I came to save a boy and now I’m killing a man.
But this man was a soldier or athlete; he whipped around in mid-fall and reached out and clutched the rock, so that when he fell he dangled from both hands.
His left hand completely covered the right hand of the boy.
Apparently two solid objects could occupy the same space at the same time. Or, technically, not at the same time, because the man was actually here hundreds of years ago, but to Rigg it was the same moment. The man’s hand was solid. Rigg could feel it as his own hand, flung out by reflex to support himself after the collision with the man’s leg, slid across the rock and rammed into the fingers of the man’s right hand.
The result was that Rigg stopped sliding forward barely in time to keep his knees from sliding off the previous rock and into the water. Rigg’s body now made the bridge between rocks that he had planned to make. The man had, without meaning to, saved Rigg’s life.

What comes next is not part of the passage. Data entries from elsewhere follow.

PR #2117, opened 2026-08-30
Preserve source metadata for countered abilities

huxinq:
When an activated or triggered ability is countered, `AbilityCounteredEvent` currently retains only the ability entity ID and description. Once the stack object is removed, downstream engine consumers can no longer recover the ability's source or controller reliably.

Capture the ability's source ID, source name, and controller from the authoritative stack metadata before removal and carry them on `AbilityCounteredEvent`.

The new fields are nullable and defaulted so previously serialized events continue to decode. Countering behavior itself is unchanged.

Coverage includes:

- activated and triggered abilities;
- a source that has already left the battlefield;
- a source whose controller has changed after the ability was put on the stack;
- event serialization and legacy defaults;
- client projection, confirming the additional internal metadata is not exposed through the existing `ClientEvent`.

Verification:
- `just test-class CounteredAbilityEventTest`
- `just test-class CounteredAbilityEventProjectionTest`
- `just test-rules`

### DIFF
--- a/rules-engine/src/main/kotlin/com/wingedsheep/engine/core/GameEvent.kt
+++ b/rules-engine/src/main/kotlin/com/wingedsheep/engine/core/GameEvent.kt
@@ -783,7 +783,11 @@ data class SpellCounteredEvent(
 @SerialName("AbilityCounteredEvent")
 data class AbilityCounteredEvent(
     val abilityEntityId: EntityId,
-    val description: String
+    val description: String,
+    /** Last-known source metadata captured from the ability while it is still on the stack. */
+    val sourceId: EntityId? = null,
+    val sourceName: String? = null,
+    val controllerId: EntityId? = null,
 ) : GameEvent
 
 /**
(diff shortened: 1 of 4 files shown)


wingedsheep:
Thanks for this — the capture point you picked was right, and it surfaced a real gap next to it.

`counterAbility` was calling `removeFromStack`, which is only `copy(stack = stack - entityId)`, so the ability entity stayed in `GameState.entities` with its stack component intact. Every countered ability lingered there for the rest of the game and rode along in every serialized state, while all the resolution paths already called `removeEntity`. That also meant source and controller were still recoverable from `event.abilityEntityId`, so the new fields had no reader yet.

#2119 destroys the ability object on the counter path too (CR 701.6a, matching CR 608.2n on resolution), which is what makes your fields load-bearing — they're merged as you wrote them, with the KDoc extended to say why. The two tests didn't come along: no `GameEvent` is persisted anywhere (replays store `actions`), and the projection test pinned the fields as unused, which is the opposite of the intent. `CounteredAbilityTest` covers the behaviour instead.

Closing as superseded by #2119. Nice catch.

But Rigg had not returned the favor. First he knocked him off his perch and toppled him over the side; and then Rigg’s hand, sliding across the rock, had jammed into the man’s fingers and shoved his right hand from the lip of the stone.
Now the man held on only by his left hand—the hand that completely covered the right hand of the dangling boy Rigg was here to save.
The man’s hand was not transparent in any way. It was real, thick, muscular, tanned, hairy, callused, spotted with freckles and ridged with veins. Yet at exactly the same time, Rigg could also see the taut, slender, nut-brown fingers of the boy, starting to slip just a little. Rigg knew he could help the boy, could hold him if he could only reach past his fingers and get ahold of his wrist. The boy was smaller than Rigg, and Rigg was very strong; if he could lock that wrist between his own fingers he could hang on to him long enough to get his other hand out for the boy to grab.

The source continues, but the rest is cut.